确保使用pdfplumber而非PyPDF2（后者对中文支持较差）
检查系统是否安装中文字体（如simsun.ttc）

5.2 合同号识别失败

扩展正则表达式模式，添加更多变体

调试时输出原始文本片段辅助分析：

def debug_extract(pdf_text):
  print("=== 文本片段 ===")
  print(pdf_text[:500])  # 打印前500字符
  # 测试不同模式
  for pattern in patterns:
      print(f"模式 {pattern}: {re.search(pattern, pdf_text)}")

5.3 大文件处理优化

对超过50页的PDF采用分页处理：

def extract_large_pdf(pdf_path):
  pdf = pdfplumber.open(pdf_path)
  full_text = ""
  for i, page in enumerate(pdf.pages):
      if i > 0 and i % 10 == 0:  # 每10页处理一次
          contract_no = extract_contract_no(full_text)
          if contract_no != "未找到合同号":
              return contract_no
          full_text = ""
      full_text += page.extract_text() or ""
  pdf.close()
  return extract_contract_no(full_text)

六、扩展应用场景

本方案可轻松扩展至以下场景：

发票信息提取：修改正则表达式匹配税号、金额等字段
报告数据挖掘：提取特定章节的关键指标
文档归档系统：自动生成文档元数据索引

通过调整extract_contract_no()函数中的正则表达式模式，即可适配不同格式的文档处理需求。

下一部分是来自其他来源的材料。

PR #8756, opened 2026-08-14
AGNT: count both app-fee recipient wallets for trading fees

tut9492:
The AGNT fees adapter measures the 0.40% in-app swap fee at the Relay app-fee recipient wallet. That recipient (`RELAY_APP_FEE_RECIPIENT`) was **repointed** from the original wallet `0x585b6854…0598` to the launch-fee treasury wallet `0x5bF5805e…C5f0`, so trading fees have landed at **both** over time — but the adapter only tracked the pre-repoint wallet, missing all post-repoint (and ongoing) swap fees.

This PR counts both recipient wallets.

- Verified against Relay's API (`/requests/v2` `paidAppFees`): app fees split across the two wallets (majority now at the post-repoint wallet).
- Still filtered to the Relay settlement + claim senders (`fromAdddesses`), so the launch-fee wallet's Doppler-initializer inflows remain the launchpad leg and its Relay inflows are the trading leg — disjoint sender sets, **no double counting**.
- Fees-only change; methodology strings updated to name both wallets.

### DIFF
--- a/fees/agnt/index.ts
+++ b/fees/agnt/index.ts
@@ -31,12 +31,22 @@ const PLATFORM_FEE_WALLET = "0x5bF5805e4809A447a61621f8698CEdeA2D1fC5f0"; // CLA
 const PLATFORM_SHARE = 0.32;
 const CREATOR_SHARE = 0.63;
 const DOPPLER_SHARE = 0.05;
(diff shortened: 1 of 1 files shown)


bheluga:
@tut9492 thanks for the PR

PR #8770, opened 2026-08-14
Perpl: fix event topic0s for contract upgrades (fills + position fees)

0x70626a:
## Summary

The Perpl exchange renamed four events across two on-chain upgrades. Each V2 variant only **appends** members, so its `topic0` differs from the V1 form while every pre-existing field (and its byte offset) is unchanged. This adapter filtered on the V1 signatures, so those log queries stopped matching after each upgrade:

- **rc_v1.1.7.4** (block 95,662,781, 2026-08-13): `MakerOrderFilled` → `MakerOrderFilledV2`, `TakerOrderFilled` → `TakerOrderFilledV2` (append `builderId`, `builderFeeCNS`). This zeroed volume and maker/taker fees.
- **rc_v1.1.7.3** (2026-06): `PositionOpened` → `PositionOpenedV2`, `PositionIncreased` → `PositionIncreasedV2` (append `priceResiduePNSQ16`). This zeroed position insurance/protocol fees.

## Fix

Match **both** the V1 (pre-upgrade history) and V2 (current) forms of each event, so daily figures stay continuous across each upgrade block. Byte offsets are unchanged because every V2 variant only appends fields. The `getPerpetualInfo` view call is untouched (that struct did not change).

## Test

`npm test dexs perpl` over 2026-08-13 → 2026-08-14, which spans the rc_v1.1.7.4 upgrade block:

- Daily volume: **$61.35M**, continuous across the upgrade boundary (no cliff at 15:07 UTC on 2026-08-13).
- Fee breakdown now includes the position fees that were previously reported as zero:

| Fee | Value |
| --- | --- |
| Maker Fees | 2,635 |
| Taker Fees | 4,435 |
| Position Insurance Fees | 1,012.69 |
| Position Protocol Fees | 5,737 |

### DIFF
--- a/dexs/perpl/index.ts
+++ b/dexs/perpl/index.ts
@@ -5,19 +5,17 @@ import { CHAIN } from "../../helpers/chains";
 const EXCHANGE = "0x34B6552d57a35a1D042CcAe1951BD1C370112a6F";
 const CNS_DECIMALS = 1e6;
 
-// The exchange renamed four events across two upgrades. Each V2 variant only APPENDS members,
-// so its topic0 differs but every pre-existing field (and its byte offset) is unchanged. We match
-// BOTH the V1 (pre-upgrade history) and V2 (current) forms so daily figures stay continuous across
-// each upgrade block:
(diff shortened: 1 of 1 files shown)


bheluga:
@0x70626a thanks for the PR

建议将核心逻辑封装为类，提高代码复用性：

class PDFDataExtractor:
    def __init__(self, patterns):
        self.patterns = patterns
    def extract(self, text):
        for pattern in self.patterns:
            match = re.search(pattern, text)
            if match:
                return match.group(1)
        return None

本方案通过模块化设计实现了高可扩展性，开发者可根据实际需求灵活调整各组件。对于企业级应用，建议添加数据库持久层和Web界面，构建完整的文档处理工作流系统。